Dislessia: individuati sistemi neurali per una prognosi precisa

 

 

DIANE RICHMOND

 

 

 

NOTE E NOTIZIE - Anno IX - 15 gennaio 2011.

Testi pubblicati sul sito www.brainmindlife.org della Società Nazionale di Neuroscienze “Brain, Mind & Life - Italia” (BM&L-Italia). La sezione “note e notizie” presenta settimanalmente note di recensione di lavori neuroscientifici selezionati dallo staff dei recensori fra quelli pubblicati o in corso di pubblicazione sulle maggiori riviste e il cui argomento rientra negli oggetti di studio dei soci afferenti alla Commissione Scientifica, e notizie o commenti relativi a fatti ed eventi rilevanti per la Società Nazionale di Neuroscienze.

 

 

[Tipologia del testo: RECENSIONE]

 

La dislessia dello sviluppo, che si rileva nel 5-17% dei bambini in età scolare, è una difficoltà persistente nell’apprendimento della lettura non dovuta a mancanza di motivazione, a deficit sensoriali o cognitivi, o a un insegnamento inadeguato. E’ noto che all’incirca un quinto degli affetti dal disturbo riesce a compensare entro l’età adulta, sviluppando abilità apparentemente nella norma, anche se i meccanismi neurali che consentono questo compenso sono in gran parte ignoti. Osservazioni analitiche hanno rivelato che, in realtà, anche molti di coloro che si ritiene abbiano raggiunto una capacità di lettura identica a quella dei normodotati - soprattutto perché riescono a servirsi efficientemente delle proprie abilità per comprendere ed apprendere testi – presentano ancora difetti nei processi di decodifica verbografica che, di fatto, richiedono un impegno superiore a quello del lettore medio.

Allo scopo di prevedere l’esito nel lungo termine dell’acquisizione delle abilità di lettura dei dislessici, è stata studiata la base neurale dei miglioramenti ottenuti con l’esercizio, in un lavoro condotto da Fumiko Hoeft e colleghi della Stanford Univesity School of Medicine (Center for Interdisciplinary Brain Sciences Research, Department of Psychiatry and Behavioral Sciences, Department of Radiology), del MIT, della University of Jyväskylä (Finlandia) e del Boston College in Chestnut Hill. Lo studio ha prodotto un risultato di notevole interesse, sia per la definizione di un orientamento neuroprognostico affidabile che per una migliore conoscenza delle basi neurali del disturbo (Hoeft F., et al. Neural systems predicting long-term outcome in dyslexia. Proceedings of the National Academy of Sciences USA 108 (1), 361-366, 2011).
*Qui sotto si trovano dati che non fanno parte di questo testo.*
PR #373, opened 2021-05-11
UI fonts and local setup details

asolove:
(Hi all! As I started exploring a few other projects, I noticed a couple small things. I'd normally send separate PRs but thought it would be wasted overhead in this case.)

1. Adds a CSS variable for the font stack for UI text, similar to the existing one for code. Then uses that in place of the hard-coded value in several places. Also applies that UI text font by default to the whole page, which catches some bits of text in tooltips and other places that were being shown with the browser-default serif font instead.
2. Adds a bit of detail to the README on how to get Google OAuth and file saving working locally.

### DIFF
--- a/README.md
+++ b/README.md
@@ -83,6 +83,13 @@ At https://console.developers.google.com/project, make a project, then:
 
   Again, you should use `http://localhost:5000` as the referer for development.
 
+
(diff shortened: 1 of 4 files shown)


jpolitz (approved):
Looks great, all simple stuff and clear improvements.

I fattori che potenzialmente influenzano l’esito dell’apprendimento delle abilità di lettura da parte dei dislessici sono numerosi, fra cui la qualità degli interventi e degli strumenti didattici, e le caratteristiche neuropsicologiche e comportamentali[1]. Numerosi studi hanno esaminato elementi demografici, neuropsicologici e comportamentali in grado di prevedere la dislessia dello sviluppo e la risposta di breve termine agli interventi, ma le evidenze scientifiche relative alla compensazione di lungo termine del deficit nel corso dello sviluppo sono scarsissime. Fumiko Hoeft e collaboratori si sono chiesti se gli indici di funzione cerebrale, misurati mediante la risonanza magnetica funzionale (functional magnetic resonance imaging o fMRI), e la connettività strutturale dell’encefalo, misurata mediante DTI (diffusion tensor imaging), possano consentire di prevedere miglioramenti di lungo termine nelle abilità di lettura nella dislessia dell’età evolutiva.

 La maggior parte degli studi basati su neuroimaging funzionale ha avuto per oggetto l’identificazione dei correlati neurali del disturbo, ma ha anche fornito elementi relativi ai sistemi implicati nel recupero del deficit. In particolare, è risultato nel corso di varie prove di lettura, e specialmente in quelle richiedenti l’analisi fonologica dello scritto, che le regioni parieto-temporali ed occipito-temporali di sinistra, di bambini ed adulti affetti da dislessia, presentavano ipoattivazione. In molti altri esperimenti è stata riscontrata nei dislessici la frequente iperattivazione del giro frontale inferiore di destra e di sinistra. L’interpretazione prevalente considera questa iperattività come l’indice di processi volti a compensare i difetti delle aree corticali posteriori di sinistra implicate nell’elaborazione fonologica ed ortografica. A sostegno di questa ipotesi vi è il riscontro, nei bambini dislessici, di un incremento funzionale della parte ventrale del giro frontale inferiore col passare degli anni. E’ interessante notare che questo incremento funzionale, evidente nei bambini dislessici in trattamento, non è stato riscontrato nei normodotati. Su questa base, si è ritenuto possibile che i progressi nell’apprendimento della lettura compiuti dai dislessici dipendano dal reclutamento atipico e compensatorio di aree del giro frontale inferiore.

Lo studio prospettico longitudinale, condotto dal gruppo di Hoeft, ha valutato se il maggiore impegno dei sistemi neuronici del giro frontale inferiore possa costituire un indice affidabile per prevedere l’esito di lungo termine degli esercizi di lettura. In particolare, per 2 anni e mezzo sono stati studiati, mediante fMRI e DTI, i correlati neurali dei miglioramenti nell’apprendimento della lettura di 25 bambini dislessici e 20 bambini normodotati, confrontando i dati di misura con quelli ottenuti mediante il testing comportamentale convenzionale.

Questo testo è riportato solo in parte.